Résultats de l’étude
Une analyse RExMap des données du microbiome 16S a pu capturer environ 75 % des espèces détectées à l’aide du WGS à moins de 1 % de la profondeur de séquençage. Cette approche évite les affectations taxonomiques et se concentre sur la correspondance exacte ou étroite des séquences d’amplicons 16S présentes dans la base de données RExMap. L’étude actuelle a observé que les microbes intestinaux humains diffèrent selon les régions du monde. Notamment, certains microbes intestinaux se trouvent en abondance dans une région spécifique.
Un ensemble de base de quinze microbes s’est avéré hautement conservé chez tous les humains, indépendamment de leur région géographique, de la génétique de l’hôte, de la démographie, de l’alimentation, de l’environnement et du mode de vie. Ces microbes jouent un rôle vital dans l’homéostasie métabolique de l’hôte. En règle générale, les microbes du noyau s’établissent dans les intestins des nourrissons et sont maintenus tout au long de la vie, avec une abondance différentielle. La prévalence et l’abondance des microbes de base ont été validées par une approche basée sur l’indexation du génome entier, c’est-à-dire WGS et Kraken2.
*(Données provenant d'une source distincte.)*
PR #84, opened 2021-09-04
Misc code cleanup

m4gr3d:
Code cleanup, and fix misc bugs:
- XR_ERROR_CALL_ORDER_INVALID when the xrReleaseSwapchainImage was called after a call to xrWaitSwapchainImage had timed out.
- Fix proper pause/resume lifecycle on Oculus Quest devices.

### DIFF
--- a/src/ARVRInterface.cpp
+++ b/src/ARVRInterface.cpp
@@ -2,6 +2,7 @@
 // Our main ARVRInterface code for our OpenXR GDNative module
 
 #include "ARVRInterface.h"
+#include <MainLoop.hpp>
 
 typedef struct arvr_data_struct {
 	OpenXRApi *openxr_api;
@@ -23,7 +24,7 @@ godot_int godot_arvr_get_capabilities(const void *p_data) {
 	godot_int ret;
 	ret = 2 + 8; // 2 = ARVR_STEREO, 8 = ARVR_EXTERNAL
 	return ret;
-};
+}
 
 godot_bool godot_arvr_get_anchor_detection_is_enabled(const void *p_data) {
 	godot_bool ret;
@@ -31,11 +32,11 @@ godot_bool godot_arvr_get_anchor_detection_is_enabled(const void *p_data) {
 	ret = false; // does not apply here
 
 	return ret;
-};
+}
 
-void godot_arvr_set_anchor_detection_is_enabled(void *p_data, bool p_enable){
+void godot_arvr_set_anchor_detection_is_enabled(void *p_data, bool p_enable) {
 	// we ignore this, not supported in this interface!
-};
+}
 
 godot_bool godot_arvr_is_stereo(const void *p_data) {
 	godot_bool ret;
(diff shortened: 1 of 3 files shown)


src/ARVRInterface.cpp
```diff
@@ -289,6 +287,22 @@ int godot_arvr_get_external_texture_for_eye(void *p_data, int p_eye) {
...
 void godot_arvr_notification(void *p_data, int p_what) {
 	// nothing to do here for now but we should implement this.
+	auto *arvr_data = (arvr_data_struct *)p_data;
+	if (arvr_data->openxr_api == nullptr) {
+	  return;
+	}
+
+	switch (p_what) {
+      case 1014: // NOTIFICATION_APP_RESUMED - The Android activity is resumed.
+        arvr_data->openxr_api->on_resume();
```
BastiaanOlij, line 297: we should have these enums somewhere in godot-cpp?

src/openxr/OpenXRApi.cpp
```diff
@@ -631,34 +672,44 @@ bool OpenXRApi::initialiseInstance() {
...
-		Godot::print_error("OpenXR Runtime does not support OpenGLES extension!", __FUNCTION__, __FILE__, __LINE__);
-		free(extensionProperties);
-		return false;
-	}
-
-	if (!isExtensionSupported(XR_KHR_ANDROID_CREATE_INSTANCE_EXTENSION_NAME, extensionProperties, extensionCount)) {
-		Godot::print_error("OpenXR Runtime does not support android instance extension!", __FUNCTION__, __FILE__, __LINE__);
-		free(extensionProperties);
-		return false;
+	// Check that the extensions required are present.
```
BastiaanOlij, line 691: Hmm, this leaves me wondering if we shouldn't build a vector with required extensions, then populate them according to platform or other switches, and have the rest of the logic the same for all platforms.

src/openxr/OpenXRApi.cpp
```diff
@@ -852,9 +893,19 @@ bool OpenXRApi::initialiseSession() {
 		return false;
 	}
 
+#ifdef ANDROID
+	XrSystemColorSpacePropertiesFB color_space_properties_fb = {
```
BastiaanOlij, line 897: I wouldn't switch this on Android but based on whether the color space extension is available. Other vendors may end up implementing this extension as well

src/openxr/OpenXRApi.cpp
BastiaanOlij: On that subject, some of these should be checked regardless and we simply check whether the extension is available or not. If it is available we make use of it, if not we should act accordingly. For instance `XR_FB_DISPLAY_REFRESH_RATE_EXTENSION_NAME` not being available isn't severe enough to fail initialising the plugin, it just means we can't query nor set the refresh rate. But as more vendors implement this extension it becomes usable in those runtimes that make it available.

src/openxr/OpenXRApi.cpp
```diff
@@ -1161,13 +1213,21 @@ bool OpenXRApi::initialiseSwapChains() {
 			.mipCount = 1,
 		};
 
+#ifdef ANDROID
+		// Enable foveation on this swapchain
```
BastiaanOlij, line 1217: Same with this, we should switch it based on the functionality being available, not on platform.

src/openxr/OpenXRApi.cpp
```diff
@@ -2502,16 +2582,22 @@ int OpenXRApi::get_external_texture_for_eye(int eye, bool *has_support) {
...
 }
 
-void OpenXRApi::process_openxr() {
-	if (!initialised) {
-		return;
-	}
-
-	XrResult result;
+const char *session_states[] = {
+		"XR_SESSION_STATE_UNKNOWN",
```
BastiaanOlij, line 2586: Hmm, wonder if we should have this at the top of our source, though I doubt we'll be using it in many places.

src/openxr/OpenXRApi.cpp
m4gr3d: Let me address this in another PR. I want to see a mechanism for required extensions, and another for optional ones which would trigger a flag based on availability.
I'll add a `TODO` for the time being.

src/openxr/OpenXRApi.cpp
m4gr3d: Let me add a todo for this one as well. It's switched on Android for now because it's one of the required extension in the Android switch above.
Once we switch to the new mechanism, then it'll be setup accordingly.

src/openxr/OpenXRApi.cpp
m4gr3d: Same here, I'll add a todo and address it in another PR.

src/openxr/OpenXRApi.cpp
BastiaanOlij: Sounds good to me

BastiaanOlij (approved):
Few things we discussed that will move forward, thanks for the help, can't wait to test how well things start running on a quest :)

Plusieurs microbes appartenant au phylum Bacteroidetes, tels que Prevotella copri et Bacteroides espèces, n’étaient pas corrélés à une région particulière. Eubactérie rectale et Faecalibacterium prausnitzii sont deux microbes principaux associés à un état pathologique spécifique. Oscillibactérie sp. ER4, Fusicatenibacter saccharivorans, Blautia faecis, Romboutsia timonensiset Hadrus anérostipes sont des microbes essentiels liés à la physiologie de l’hôte.
conclusion
L’analyse basée sur RExMap présente plusieurs limites, notamment sa capacité de cartographie réduite des espèces microbiennes présentes dans des niches avec peu de souches, telles que les écosystèmes aquatiques et du sol. De plus, il existe une limitation dans la cartographie des microbes dépourvus de séquence 16S complète ou génomique. Cependant, la base de données RExMap est continuellement mise à jour par les utilisateurs finaux en ajoutant de nouveaux génomes microbiens selon la disponibilité.
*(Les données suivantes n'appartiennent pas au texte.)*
PR #85, opened 2021-09-08
Move GDNative classes into their own subfolder

BastiaanOlij:
This is just some cleanup, I've moved the classes that are exposed to Godot into their own subfolder. 
The source code that remains in the `openxr` folder is now purely our implementation of the OpenXR system.

I think there is an argument to be made to rename the `OpenXRAPI` class to something else because it looks too similar to the naming we've applied to the exposed classes.

Finally I've added a placeholder set of files for `XRInterfaceOpenXR` which will replace `ARVRInterface` in Godot 4. I've left the `ARVRInterface` implementation in the root of the source folder because at this time this is not strictly speaking a class and it will be completely rewritten for Godot 4 anyway.

### DIFF
--- a/src/gdclasses/OpenXRConfig.cpp
+++ b/src/gdclasses/OpenXRConfig.cpp
@@ -1,7 +1,7 @@
 /////////////////////////////////////////////////////////////////////////////////////
 // Our OpenXR config GDNative object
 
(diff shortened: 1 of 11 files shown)


m4gr3d (approved):
Looks good!

PR #50, opened 2022-02-18
Backend mocks

jbsv:
Mocked some backend functionalities such as:
- login
- logout
- fetching list of elections
- election creation

Students no longer need to start the real backend to develop the frontend.

This mocked backend also documents the API to the backend.


pierluca (approved):
Approving semi-blindly

PR #52, opened 2022-02-22
Fixes login with Tequila

nkcr:
In short the proxy wasn't working because the extension to `setupProxy` must be `.js`.

- adds 404 message
- applies automatic formatting on some files
- fixes the login callback with tequila
- enables HTTPS by default
- fixes typo "personnal_info"
- adds a conditional import of mocks
- fixes `setupProxy.js` that can't be anything else than a `.js`
- sets strict to false, we are not there yet
- updates the README.md


web/frontend/package.json
```diff
@@ -3,7 +3,7 @@
   "version": "0.1.0",
   "private": true,
   "scripts": {
-    "start": "HTTPS=false react-scripts start",
+    "start": "HTTPS=true react-scripts start",
```
jbsv, line 6: does it still work with the mocked backend ?

web/frontend/src/pages/Login.tsx
```diff
@@ -1,4 +1,4 @@
-import React, { FC, useState } from 'react';
+import React, { FC, useEffect, useState } from 'react';
```
jbsv, line 1: useEffect not needed

jbsv (approved):
well done for the proxy (and the rest). 
minor things maybe worth looking at before merging

web/frontend/package.json
nkcr: yes, I tried both and it works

L’étude actuelle a conclu que les microbes intestinaux humains se séparent entre les régions occidentalisées et non occidentalisées. Des espèces et des souches microbiennes distinctes ont été identifiées qui sont uniques à des régions géographiques particulières. De plus, un ensemble de microbes de base ont été découverts au niveau des espèces qui sont communément partagées par les humains, indépendamment du mode de vie, de l’environnement ou des régions géographiques. Ces microbes sont généralement établis à la naissance et sont associés au métabolisme nutritionnel.